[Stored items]
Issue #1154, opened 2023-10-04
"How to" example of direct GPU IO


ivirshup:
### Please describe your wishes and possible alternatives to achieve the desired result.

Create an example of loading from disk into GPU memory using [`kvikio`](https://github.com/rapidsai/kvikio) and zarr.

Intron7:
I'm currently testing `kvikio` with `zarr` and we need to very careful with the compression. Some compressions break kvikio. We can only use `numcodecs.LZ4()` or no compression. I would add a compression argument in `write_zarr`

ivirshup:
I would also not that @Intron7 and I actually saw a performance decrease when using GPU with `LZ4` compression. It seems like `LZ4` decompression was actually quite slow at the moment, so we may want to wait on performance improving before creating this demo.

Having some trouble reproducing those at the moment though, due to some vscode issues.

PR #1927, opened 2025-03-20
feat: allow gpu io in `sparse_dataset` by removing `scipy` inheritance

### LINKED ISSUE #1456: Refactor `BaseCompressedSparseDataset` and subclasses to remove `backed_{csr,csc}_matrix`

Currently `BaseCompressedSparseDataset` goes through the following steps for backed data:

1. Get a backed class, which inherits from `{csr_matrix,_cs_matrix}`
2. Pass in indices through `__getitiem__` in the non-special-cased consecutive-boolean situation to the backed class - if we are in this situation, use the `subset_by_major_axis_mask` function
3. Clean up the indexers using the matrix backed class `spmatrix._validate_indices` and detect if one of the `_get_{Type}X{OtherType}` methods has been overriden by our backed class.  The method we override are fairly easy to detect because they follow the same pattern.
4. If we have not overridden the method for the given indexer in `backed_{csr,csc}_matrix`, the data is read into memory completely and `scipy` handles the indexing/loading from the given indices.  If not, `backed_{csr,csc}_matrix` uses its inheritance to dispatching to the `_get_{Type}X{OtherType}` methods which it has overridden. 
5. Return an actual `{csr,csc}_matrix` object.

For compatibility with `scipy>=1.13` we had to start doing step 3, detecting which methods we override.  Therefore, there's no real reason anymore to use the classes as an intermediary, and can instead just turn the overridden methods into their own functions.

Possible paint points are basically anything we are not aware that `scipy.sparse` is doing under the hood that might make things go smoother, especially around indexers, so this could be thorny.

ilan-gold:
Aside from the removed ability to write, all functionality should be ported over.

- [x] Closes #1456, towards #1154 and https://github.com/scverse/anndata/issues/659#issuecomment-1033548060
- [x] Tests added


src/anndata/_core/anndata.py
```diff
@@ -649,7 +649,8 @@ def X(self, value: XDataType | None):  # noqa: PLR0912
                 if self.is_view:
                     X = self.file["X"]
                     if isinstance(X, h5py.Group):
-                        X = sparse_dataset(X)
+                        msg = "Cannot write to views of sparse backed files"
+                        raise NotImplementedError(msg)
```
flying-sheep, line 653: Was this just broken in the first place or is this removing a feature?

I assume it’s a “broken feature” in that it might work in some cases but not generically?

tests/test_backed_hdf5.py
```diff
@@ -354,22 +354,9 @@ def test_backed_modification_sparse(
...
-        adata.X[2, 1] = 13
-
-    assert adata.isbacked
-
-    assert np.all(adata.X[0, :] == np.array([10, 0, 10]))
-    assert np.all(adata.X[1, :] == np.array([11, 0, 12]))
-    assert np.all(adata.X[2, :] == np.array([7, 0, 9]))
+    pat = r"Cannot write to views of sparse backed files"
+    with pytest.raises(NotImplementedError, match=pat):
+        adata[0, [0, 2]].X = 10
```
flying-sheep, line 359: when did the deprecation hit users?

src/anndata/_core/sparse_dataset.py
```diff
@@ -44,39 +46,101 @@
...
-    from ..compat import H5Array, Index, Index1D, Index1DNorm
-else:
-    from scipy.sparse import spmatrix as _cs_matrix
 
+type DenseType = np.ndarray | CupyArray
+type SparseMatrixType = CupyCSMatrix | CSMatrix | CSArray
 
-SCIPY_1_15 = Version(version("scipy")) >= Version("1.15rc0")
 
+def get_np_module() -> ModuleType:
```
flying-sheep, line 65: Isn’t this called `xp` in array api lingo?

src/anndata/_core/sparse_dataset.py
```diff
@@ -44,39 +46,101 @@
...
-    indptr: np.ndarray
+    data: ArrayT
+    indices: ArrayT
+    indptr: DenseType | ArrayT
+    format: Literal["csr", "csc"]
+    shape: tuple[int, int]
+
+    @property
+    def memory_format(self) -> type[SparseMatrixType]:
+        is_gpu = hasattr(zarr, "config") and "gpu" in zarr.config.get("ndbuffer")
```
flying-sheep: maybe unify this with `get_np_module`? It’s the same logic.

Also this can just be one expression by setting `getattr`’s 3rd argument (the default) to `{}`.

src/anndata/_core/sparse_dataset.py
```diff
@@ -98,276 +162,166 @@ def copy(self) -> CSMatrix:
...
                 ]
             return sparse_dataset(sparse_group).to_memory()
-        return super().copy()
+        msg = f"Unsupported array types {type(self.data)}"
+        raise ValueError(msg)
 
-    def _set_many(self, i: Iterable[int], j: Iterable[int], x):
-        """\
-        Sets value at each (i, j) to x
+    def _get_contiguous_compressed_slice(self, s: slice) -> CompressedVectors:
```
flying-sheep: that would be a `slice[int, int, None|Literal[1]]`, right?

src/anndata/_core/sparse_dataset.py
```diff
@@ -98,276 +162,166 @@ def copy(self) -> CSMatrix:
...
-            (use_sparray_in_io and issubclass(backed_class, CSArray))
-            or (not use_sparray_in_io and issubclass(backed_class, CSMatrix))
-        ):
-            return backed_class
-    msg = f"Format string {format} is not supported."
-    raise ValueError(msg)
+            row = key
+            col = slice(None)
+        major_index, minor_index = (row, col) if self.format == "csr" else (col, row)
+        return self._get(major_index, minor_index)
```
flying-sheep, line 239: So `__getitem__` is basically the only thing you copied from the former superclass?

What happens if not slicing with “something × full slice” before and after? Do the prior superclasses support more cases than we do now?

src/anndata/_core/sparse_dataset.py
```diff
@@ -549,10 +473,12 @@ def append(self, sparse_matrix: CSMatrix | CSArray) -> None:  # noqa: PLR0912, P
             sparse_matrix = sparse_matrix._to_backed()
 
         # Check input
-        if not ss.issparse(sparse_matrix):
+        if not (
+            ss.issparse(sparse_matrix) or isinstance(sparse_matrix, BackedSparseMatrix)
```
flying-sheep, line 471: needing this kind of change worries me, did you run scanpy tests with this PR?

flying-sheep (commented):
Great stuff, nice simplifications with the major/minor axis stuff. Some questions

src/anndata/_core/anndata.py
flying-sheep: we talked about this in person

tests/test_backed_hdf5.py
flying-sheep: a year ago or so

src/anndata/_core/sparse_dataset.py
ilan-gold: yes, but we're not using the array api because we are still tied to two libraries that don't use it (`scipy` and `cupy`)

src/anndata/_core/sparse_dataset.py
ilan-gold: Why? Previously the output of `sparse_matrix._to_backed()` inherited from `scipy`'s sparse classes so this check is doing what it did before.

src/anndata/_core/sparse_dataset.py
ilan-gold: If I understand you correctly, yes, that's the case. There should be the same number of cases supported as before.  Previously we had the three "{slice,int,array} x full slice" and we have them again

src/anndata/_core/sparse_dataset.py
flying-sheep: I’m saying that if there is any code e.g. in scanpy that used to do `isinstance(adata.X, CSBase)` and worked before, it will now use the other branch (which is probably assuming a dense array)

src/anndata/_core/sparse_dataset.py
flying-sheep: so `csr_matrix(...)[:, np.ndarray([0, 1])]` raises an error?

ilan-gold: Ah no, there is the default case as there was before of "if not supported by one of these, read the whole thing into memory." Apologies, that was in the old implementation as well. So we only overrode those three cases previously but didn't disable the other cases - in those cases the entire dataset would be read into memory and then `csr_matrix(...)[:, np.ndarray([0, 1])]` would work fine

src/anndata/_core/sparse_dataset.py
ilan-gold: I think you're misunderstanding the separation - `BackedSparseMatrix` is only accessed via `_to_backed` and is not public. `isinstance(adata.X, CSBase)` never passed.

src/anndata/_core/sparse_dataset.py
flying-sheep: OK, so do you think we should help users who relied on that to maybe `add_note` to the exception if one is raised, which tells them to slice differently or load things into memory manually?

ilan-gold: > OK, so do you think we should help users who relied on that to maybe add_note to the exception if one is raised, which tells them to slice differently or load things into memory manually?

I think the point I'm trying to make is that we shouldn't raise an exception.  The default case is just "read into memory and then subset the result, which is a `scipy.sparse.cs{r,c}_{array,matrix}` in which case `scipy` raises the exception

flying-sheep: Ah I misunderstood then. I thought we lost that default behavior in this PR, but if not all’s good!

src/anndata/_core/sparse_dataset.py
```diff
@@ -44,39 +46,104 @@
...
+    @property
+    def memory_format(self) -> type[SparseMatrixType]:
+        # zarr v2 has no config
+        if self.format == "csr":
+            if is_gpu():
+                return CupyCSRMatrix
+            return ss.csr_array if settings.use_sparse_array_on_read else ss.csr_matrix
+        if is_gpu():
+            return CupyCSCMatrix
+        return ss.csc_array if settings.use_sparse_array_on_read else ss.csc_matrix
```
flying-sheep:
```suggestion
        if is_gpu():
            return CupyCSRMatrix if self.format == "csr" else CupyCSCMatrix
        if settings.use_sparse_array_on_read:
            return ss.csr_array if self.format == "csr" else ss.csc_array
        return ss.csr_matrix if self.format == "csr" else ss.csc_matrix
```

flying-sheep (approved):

• **Task**
Respond with only the number of lines in the data that include the string "CupyCSRMatrix".

• **Task answer**
2